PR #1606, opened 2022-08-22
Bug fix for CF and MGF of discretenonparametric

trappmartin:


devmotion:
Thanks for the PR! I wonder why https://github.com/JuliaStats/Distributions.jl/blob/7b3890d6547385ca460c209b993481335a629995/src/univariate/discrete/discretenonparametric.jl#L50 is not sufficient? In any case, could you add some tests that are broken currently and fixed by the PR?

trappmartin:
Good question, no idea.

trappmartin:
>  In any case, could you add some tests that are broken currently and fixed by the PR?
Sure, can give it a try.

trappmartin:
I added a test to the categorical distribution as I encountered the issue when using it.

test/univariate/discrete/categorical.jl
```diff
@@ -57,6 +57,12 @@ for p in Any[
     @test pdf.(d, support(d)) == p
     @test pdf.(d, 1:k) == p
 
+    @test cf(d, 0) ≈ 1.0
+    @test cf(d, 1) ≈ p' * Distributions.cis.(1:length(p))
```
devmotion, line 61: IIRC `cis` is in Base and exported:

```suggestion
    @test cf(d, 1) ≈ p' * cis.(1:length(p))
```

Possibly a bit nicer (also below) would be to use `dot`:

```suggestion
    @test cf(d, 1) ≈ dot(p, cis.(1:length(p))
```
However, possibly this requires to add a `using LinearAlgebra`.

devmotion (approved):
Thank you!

——————————

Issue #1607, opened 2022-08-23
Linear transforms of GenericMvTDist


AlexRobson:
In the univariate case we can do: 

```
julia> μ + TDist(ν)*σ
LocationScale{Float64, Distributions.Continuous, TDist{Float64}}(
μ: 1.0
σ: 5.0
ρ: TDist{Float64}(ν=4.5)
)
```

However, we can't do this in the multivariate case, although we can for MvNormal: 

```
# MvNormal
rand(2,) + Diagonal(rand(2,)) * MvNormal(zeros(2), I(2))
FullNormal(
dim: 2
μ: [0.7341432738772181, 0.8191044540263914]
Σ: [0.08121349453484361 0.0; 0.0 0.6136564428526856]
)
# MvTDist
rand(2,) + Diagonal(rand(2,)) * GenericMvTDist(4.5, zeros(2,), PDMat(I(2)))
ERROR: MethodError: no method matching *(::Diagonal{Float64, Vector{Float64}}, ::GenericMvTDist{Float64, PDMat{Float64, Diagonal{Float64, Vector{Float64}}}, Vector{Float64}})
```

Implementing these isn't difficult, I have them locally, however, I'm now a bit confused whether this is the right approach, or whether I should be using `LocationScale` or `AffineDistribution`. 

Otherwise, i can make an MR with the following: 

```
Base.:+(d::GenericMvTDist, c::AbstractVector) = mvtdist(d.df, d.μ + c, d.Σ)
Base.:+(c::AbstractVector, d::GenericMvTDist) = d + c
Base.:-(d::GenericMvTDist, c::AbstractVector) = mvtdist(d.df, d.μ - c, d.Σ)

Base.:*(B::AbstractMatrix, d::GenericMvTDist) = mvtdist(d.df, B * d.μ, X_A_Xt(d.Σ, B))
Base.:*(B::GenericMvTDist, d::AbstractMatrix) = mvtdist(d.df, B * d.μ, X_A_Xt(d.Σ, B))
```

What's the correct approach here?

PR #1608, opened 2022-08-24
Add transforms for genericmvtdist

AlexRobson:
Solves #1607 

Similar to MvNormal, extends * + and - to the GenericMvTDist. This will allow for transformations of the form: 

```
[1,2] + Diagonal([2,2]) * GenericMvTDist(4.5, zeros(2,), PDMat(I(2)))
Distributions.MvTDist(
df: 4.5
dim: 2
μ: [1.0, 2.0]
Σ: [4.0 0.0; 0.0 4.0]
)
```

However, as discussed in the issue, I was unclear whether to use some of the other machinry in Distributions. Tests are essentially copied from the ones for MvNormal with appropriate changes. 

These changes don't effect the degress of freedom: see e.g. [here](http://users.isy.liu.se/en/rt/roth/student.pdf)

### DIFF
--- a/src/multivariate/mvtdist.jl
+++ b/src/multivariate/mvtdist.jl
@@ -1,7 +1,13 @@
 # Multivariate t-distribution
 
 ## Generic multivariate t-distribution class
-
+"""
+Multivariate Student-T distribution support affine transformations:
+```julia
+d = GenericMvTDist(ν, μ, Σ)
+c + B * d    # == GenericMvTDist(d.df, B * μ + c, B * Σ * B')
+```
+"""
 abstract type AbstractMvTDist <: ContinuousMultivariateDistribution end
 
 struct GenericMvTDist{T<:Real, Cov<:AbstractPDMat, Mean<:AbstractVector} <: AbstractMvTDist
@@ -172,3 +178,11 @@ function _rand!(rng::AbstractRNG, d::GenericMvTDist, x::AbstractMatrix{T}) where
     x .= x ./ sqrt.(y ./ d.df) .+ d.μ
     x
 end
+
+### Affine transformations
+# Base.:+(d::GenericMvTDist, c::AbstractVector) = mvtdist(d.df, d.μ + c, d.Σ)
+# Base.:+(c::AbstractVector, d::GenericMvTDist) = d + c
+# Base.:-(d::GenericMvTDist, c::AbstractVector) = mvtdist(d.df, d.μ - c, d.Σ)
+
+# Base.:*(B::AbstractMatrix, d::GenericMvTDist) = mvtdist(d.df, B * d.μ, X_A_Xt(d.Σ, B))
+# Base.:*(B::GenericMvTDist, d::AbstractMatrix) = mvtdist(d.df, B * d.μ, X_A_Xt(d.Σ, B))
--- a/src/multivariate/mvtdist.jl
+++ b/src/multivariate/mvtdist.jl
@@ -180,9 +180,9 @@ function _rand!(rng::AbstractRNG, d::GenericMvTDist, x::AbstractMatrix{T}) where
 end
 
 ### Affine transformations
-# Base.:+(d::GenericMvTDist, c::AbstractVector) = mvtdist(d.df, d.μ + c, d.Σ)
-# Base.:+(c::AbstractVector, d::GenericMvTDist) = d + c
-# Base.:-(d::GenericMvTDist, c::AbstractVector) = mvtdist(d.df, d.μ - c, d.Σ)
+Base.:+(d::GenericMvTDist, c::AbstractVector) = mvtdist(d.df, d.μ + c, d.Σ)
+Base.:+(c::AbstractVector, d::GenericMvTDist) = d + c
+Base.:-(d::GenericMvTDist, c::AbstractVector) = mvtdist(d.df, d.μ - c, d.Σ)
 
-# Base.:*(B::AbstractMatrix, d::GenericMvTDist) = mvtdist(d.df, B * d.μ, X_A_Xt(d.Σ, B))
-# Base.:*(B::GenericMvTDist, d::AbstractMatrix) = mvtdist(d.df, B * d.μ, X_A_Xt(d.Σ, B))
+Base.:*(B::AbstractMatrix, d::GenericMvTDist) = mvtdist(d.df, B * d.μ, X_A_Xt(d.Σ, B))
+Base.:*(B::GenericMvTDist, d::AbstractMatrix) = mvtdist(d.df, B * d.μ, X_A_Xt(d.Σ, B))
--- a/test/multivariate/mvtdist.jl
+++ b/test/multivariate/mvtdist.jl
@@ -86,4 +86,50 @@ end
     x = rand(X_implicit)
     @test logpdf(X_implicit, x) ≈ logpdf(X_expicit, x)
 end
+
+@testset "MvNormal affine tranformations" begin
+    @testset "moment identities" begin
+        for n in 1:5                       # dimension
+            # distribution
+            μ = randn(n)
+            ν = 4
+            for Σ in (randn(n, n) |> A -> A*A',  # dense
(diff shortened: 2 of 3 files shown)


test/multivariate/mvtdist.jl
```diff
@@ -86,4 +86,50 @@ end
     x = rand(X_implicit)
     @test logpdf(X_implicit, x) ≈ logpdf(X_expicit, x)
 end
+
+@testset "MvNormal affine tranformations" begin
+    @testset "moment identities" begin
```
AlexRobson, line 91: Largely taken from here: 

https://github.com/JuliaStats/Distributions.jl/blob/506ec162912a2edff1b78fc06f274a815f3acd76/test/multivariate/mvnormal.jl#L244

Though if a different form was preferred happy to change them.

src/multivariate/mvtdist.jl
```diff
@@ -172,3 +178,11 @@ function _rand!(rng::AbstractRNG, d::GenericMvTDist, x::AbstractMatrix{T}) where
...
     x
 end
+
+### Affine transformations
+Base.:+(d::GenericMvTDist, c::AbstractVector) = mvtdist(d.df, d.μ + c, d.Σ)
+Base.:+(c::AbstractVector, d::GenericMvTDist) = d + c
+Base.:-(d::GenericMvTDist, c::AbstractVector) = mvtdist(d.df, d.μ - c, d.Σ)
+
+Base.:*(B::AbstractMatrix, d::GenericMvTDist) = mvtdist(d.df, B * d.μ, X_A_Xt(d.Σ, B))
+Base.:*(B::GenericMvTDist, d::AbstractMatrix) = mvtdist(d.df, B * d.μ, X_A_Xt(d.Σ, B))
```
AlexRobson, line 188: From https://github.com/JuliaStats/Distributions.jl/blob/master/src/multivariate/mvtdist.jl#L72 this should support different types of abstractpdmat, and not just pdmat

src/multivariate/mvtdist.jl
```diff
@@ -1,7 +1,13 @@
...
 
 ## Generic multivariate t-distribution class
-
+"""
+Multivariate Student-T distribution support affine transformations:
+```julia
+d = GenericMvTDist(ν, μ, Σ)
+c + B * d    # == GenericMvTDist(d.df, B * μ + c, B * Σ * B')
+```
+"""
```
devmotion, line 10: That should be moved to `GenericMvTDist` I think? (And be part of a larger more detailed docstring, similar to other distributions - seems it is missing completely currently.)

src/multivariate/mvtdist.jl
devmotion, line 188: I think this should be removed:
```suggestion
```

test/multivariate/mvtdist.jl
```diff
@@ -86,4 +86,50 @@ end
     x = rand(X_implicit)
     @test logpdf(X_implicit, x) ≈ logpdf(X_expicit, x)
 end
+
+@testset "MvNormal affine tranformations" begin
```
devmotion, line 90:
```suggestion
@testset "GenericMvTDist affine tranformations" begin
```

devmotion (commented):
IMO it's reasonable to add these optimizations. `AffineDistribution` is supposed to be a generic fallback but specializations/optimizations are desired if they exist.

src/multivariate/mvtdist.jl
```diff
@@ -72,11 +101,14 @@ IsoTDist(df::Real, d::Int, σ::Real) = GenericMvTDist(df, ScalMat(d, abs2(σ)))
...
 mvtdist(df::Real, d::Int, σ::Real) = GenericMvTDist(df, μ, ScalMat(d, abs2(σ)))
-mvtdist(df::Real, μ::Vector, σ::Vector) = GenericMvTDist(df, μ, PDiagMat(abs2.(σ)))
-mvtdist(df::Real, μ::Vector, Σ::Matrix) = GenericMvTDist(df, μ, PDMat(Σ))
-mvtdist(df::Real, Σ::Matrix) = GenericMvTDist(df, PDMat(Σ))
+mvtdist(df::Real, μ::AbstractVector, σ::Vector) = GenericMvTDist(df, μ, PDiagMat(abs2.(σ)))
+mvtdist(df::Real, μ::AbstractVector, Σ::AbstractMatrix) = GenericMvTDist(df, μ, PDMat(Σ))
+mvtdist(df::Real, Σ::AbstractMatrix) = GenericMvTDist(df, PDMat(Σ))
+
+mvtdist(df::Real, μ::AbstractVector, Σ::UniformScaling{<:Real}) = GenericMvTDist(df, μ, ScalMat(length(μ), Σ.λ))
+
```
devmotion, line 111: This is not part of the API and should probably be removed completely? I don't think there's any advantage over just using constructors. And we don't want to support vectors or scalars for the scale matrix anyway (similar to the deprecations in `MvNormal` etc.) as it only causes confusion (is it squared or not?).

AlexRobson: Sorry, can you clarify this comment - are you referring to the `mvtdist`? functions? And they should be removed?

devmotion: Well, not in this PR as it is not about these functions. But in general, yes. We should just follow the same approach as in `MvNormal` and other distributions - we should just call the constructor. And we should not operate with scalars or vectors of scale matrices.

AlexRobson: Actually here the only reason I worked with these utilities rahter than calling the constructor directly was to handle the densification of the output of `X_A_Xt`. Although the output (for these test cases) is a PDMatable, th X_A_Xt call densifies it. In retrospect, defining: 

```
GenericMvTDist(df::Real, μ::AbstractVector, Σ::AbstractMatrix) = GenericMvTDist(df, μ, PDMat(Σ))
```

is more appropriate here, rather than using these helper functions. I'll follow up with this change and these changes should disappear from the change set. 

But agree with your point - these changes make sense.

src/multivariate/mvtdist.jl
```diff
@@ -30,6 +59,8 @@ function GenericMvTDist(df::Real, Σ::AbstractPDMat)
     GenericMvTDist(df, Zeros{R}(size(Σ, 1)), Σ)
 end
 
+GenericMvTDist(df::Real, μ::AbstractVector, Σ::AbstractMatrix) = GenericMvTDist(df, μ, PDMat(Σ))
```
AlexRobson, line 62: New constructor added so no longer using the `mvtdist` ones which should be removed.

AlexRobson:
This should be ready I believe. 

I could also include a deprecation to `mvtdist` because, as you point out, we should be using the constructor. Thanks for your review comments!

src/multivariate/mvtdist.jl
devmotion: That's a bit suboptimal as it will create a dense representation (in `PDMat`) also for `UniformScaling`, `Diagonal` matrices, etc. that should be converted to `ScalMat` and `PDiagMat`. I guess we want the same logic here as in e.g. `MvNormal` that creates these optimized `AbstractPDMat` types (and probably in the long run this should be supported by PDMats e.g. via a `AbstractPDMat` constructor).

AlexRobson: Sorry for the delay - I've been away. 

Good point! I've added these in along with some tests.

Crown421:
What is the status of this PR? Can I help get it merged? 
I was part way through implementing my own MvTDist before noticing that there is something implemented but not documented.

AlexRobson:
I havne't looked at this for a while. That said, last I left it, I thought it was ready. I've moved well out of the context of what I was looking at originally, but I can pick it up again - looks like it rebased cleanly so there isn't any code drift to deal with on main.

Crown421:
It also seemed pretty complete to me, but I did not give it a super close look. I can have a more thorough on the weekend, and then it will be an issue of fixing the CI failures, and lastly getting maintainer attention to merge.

——————————

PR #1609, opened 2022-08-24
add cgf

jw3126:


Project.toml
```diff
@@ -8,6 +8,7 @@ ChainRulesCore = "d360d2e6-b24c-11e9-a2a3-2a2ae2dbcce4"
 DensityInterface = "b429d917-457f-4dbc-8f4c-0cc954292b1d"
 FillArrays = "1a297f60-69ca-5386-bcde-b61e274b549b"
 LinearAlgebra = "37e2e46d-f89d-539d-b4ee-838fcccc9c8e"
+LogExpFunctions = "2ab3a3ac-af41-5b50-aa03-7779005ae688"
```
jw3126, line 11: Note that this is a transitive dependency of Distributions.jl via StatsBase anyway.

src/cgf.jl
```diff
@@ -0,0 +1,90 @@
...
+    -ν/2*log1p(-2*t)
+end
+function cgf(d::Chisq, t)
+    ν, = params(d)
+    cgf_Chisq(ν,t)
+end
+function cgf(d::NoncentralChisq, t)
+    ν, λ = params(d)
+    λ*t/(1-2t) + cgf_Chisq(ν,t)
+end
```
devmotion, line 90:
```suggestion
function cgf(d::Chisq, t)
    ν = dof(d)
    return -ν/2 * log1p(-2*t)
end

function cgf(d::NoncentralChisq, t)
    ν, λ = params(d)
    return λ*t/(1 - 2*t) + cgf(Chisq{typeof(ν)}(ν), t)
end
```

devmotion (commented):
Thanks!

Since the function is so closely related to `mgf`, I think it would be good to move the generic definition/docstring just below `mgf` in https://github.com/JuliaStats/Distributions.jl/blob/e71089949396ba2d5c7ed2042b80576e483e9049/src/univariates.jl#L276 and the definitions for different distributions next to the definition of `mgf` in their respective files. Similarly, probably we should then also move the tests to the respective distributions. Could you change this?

——————————

■ What is needed:
Reproduce each line of the material in which the string "vectors" occurs.

■ Completed task:
devmotion, line 111: This is not part of the API and should probably be removed completely? I don't think there's any advantage over just using constructors. And we don't want to support vectors or scalars for the scale matrix anyway (similar to the deprecations in `MvNormal` etc.) as it only causes confusion (is it squared or not?).
devmotion: Well, not in this PR as it is not about these functions. But in general, yes. We should just follow the same approach as in `MvNormal` and other distributions - we should just call the constructor. And we should not operate with scalars or vectors of scale matrices.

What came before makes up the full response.